Please report every line in the material below where the word "previewState" is found.

....

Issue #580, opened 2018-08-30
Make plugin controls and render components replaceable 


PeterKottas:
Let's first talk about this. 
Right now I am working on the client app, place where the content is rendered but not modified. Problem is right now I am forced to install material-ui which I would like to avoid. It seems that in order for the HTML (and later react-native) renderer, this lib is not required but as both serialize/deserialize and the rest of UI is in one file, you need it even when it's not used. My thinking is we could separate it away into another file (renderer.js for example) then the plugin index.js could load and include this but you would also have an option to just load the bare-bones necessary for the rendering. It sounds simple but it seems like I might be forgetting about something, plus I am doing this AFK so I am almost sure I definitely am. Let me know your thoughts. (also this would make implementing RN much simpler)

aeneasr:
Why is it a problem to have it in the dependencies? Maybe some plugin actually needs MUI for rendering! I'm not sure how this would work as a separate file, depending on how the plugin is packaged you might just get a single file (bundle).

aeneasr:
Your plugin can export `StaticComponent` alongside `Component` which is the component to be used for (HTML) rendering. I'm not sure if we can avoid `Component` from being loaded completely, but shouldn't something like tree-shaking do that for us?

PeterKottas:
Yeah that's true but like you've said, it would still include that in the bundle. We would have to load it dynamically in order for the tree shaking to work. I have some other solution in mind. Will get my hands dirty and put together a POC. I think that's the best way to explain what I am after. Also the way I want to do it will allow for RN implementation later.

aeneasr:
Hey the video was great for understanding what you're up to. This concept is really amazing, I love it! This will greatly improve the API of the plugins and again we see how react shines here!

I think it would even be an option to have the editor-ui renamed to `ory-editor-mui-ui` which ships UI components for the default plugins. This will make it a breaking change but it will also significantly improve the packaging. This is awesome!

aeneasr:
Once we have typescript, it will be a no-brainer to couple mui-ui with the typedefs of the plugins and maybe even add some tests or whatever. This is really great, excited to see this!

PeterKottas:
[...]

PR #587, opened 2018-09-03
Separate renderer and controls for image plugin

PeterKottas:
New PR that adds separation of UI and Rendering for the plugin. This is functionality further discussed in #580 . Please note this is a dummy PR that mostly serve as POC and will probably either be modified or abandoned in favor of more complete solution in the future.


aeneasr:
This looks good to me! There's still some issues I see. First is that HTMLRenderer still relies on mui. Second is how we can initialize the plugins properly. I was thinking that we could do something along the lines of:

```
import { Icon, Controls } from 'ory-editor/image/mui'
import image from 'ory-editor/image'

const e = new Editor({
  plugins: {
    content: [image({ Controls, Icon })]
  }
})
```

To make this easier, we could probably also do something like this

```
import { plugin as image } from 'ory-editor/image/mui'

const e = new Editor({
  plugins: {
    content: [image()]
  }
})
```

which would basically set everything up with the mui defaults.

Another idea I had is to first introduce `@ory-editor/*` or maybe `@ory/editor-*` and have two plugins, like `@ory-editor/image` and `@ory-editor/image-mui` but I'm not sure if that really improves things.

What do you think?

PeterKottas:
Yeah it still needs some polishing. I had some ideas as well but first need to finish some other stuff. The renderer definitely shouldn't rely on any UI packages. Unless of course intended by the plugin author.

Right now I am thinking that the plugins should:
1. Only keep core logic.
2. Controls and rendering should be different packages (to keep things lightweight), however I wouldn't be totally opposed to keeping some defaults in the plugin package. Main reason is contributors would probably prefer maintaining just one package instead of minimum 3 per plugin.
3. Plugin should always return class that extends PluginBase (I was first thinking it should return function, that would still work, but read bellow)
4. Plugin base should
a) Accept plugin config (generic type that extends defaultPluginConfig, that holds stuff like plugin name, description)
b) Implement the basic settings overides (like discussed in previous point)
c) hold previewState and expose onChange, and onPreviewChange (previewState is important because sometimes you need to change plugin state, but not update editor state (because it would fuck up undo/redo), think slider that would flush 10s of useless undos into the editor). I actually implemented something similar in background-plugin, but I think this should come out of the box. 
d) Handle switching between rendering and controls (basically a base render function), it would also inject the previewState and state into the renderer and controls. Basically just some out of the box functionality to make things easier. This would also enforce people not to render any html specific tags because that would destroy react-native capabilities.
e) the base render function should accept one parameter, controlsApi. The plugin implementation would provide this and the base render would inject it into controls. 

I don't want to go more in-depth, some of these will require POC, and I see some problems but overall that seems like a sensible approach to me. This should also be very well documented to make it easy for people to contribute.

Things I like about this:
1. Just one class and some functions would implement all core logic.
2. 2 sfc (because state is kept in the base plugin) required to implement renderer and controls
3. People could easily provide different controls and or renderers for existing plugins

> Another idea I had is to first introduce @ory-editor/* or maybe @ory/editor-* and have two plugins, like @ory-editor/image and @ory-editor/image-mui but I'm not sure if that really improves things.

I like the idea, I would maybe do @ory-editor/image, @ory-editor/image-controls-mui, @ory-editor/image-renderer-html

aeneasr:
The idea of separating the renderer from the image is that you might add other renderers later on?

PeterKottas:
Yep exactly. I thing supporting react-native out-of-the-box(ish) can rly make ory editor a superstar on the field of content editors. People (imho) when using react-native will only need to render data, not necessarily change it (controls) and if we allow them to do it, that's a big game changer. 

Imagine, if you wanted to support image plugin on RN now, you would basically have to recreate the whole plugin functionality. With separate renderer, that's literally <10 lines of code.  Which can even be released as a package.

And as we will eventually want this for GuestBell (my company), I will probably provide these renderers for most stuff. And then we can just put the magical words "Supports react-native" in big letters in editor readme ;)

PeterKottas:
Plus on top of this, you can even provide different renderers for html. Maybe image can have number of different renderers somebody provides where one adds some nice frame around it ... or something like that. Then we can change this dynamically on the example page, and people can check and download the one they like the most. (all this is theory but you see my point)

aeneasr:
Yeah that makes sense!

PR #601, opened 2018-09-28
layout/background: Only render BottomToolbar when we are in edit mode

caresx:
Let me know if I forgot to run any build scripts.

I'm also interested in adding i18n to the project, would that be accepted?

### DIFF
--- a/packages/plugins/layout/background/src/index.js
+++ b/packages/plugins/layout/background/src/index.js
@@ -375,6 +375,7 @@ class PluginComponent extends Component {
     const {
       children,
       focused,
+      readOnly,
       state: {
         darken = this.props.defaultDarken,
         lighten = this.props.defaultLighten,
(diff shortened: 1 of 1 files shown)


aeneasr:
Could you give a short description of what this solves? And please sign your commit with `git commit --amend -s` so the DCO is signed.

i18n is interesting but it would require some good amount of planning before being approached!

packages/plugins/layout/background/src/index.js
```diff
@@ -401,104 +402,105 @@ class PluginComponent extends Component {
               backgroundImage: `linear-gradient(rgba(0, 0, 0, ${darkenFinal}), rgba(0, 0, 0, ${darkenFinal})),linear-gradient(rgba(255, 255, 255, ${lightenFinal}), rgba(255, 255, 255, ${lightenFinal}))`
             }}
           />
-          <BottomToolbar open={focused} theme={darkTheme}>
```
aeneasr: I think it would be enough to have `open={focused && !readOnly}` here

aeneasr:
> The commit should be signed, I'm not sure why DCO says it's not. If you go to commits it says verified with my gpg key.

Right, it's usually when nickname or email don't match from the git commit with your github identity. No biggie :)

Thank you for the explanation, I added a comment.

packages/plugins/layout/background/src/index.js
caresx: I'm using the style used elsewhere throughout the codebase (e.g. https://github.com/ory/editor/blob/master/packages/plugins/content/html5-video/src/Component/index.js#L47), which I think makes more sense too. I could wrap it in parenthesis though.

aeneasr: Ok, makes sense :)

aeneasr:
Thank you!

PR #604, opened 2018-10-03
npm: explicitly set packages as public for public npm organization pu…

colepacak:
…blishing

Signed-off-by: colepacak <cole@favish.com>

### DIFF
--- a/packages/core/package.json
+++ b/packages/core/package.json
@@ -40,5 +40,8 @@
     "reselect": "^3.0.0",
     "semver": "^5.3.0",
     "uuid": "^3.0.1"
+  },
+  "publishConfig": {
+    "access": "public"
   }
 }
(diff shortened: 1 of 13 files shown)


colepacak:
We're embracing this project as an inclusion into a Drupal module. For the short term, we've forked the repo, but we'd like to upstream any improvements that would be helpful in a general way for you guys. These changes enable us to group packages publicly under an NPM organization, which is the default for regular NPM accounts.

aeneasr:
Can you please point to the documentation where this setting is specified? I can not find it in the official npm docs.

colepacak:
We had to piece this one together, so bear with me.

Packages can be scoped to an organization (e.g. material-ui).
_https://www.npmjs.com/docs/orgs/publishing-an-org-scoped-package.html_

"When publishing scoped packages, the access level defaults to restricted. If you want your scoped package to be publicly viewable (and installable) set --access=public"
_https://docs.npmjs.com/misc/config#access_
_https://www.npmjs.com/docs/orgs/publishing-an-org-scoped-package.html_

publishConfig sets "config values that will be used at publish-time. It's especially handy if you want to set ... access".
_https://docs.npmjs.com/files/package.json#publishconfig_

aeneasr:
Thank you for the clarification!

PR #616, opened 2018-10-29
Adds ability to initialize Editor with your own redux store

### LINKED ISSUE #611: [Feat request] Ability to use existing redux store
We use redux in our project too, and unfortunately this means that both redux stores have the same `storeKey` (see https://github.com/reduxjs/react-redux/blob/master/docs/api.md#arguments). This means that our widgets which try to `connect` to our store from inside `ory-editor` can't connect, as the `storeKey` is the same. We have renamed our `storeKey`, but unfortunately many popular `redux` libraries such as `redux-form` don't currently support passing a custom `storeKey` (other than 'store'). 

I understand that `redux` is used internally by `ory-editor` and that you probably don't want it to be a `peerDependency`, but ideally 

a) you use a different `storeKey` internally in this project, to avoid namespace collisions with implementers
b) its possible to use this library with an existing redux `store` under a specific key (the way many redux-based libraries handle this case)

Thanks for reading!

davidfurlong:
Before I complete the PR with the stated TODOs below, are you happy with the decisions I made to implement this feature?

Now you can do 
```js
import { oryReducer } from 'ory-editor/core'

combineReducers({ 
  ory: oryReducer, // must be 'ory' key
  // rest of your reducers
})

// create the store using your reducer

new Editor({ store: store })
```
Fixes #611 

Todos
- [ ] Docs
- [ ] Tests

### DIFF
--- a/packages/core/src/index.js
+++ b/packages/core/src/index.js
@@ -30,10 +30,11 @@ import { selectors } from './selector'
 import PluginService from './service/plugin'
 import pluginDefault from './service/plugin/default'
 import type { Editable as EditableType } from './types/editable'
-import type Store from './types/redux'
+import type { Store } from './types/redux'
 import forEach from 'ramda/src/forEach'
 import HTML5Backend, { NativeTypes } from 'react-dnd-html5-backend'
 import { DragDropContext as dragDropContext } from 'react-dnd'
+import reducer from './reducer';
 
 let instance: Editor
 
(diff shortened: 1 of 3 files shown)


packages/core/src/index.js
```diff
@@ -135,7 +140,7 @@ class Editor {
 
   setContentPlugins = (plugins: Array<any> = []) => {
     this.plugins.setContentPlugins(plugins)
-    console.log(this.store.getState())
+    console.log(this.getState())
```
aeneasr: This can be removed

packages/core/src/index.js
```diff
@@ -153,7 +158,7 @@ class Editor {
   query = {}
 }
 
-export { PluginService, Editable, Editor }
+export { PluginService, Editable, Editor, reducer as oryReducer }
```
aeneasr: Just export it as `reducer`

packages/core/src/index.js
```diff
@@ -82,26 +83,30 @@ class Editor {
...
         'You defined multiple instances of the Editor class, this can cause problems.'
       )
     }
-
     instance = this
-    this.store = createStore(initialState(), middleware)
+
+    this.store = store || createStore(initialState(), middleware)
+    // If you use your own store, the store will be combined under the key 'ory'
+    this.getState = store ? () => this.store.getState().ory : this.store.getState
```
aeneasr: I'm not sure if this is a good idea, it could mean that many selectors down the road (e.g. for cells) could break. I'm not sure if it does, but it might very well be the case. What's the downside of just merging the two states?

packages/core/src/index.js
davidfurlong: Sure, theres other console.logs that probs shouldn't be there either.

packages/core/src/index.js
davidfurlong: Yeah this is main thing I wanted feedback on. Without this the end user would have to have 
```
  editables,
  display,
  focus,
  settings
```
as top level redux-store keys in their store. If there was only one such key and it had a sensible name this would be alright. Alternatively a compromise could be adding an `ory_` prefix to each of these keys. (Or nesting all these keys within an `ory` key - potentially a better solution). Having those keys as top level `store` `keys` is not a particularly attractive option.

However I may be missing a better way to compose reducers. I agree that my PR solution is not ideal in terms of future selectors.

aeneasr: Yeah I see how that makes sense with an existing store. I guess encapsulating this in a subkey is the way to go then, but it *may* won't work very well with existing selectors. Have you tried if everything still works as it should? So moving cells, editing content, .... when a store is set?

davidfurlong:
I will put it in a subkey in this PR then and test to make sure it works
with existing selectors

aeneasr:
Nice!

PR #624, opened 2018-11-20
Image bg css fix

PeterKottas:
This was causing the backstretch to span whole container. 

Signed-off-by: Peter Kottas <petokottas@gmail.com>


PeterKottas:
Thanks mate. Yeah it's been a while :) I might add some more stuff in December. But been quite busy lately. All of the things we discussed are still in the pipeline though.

....

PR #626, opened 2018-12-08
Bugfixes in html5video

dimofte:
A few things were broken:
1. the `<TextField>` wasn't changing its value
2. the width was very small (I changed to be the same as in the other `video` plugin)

....

- Completed exercise
c) hold previewState and expose onChange, and onPreviewChange (previewState is important because sometimes you need to change plugin state, but not update editor state (because it would fuck up undo/redo), think slider that would flush 10s of useless undos into the editor). I actually implemented something similar in background-plugin, but I think this should come out of the box. 
d) Handle switching between rendering and controls (basically a base render function), it would also inject the previewState and state into the renderer and controls. Basically just some out of the box functionality to make things easier. This would also enforce people not to render any html specific tags because that would destroy react-native capabilities.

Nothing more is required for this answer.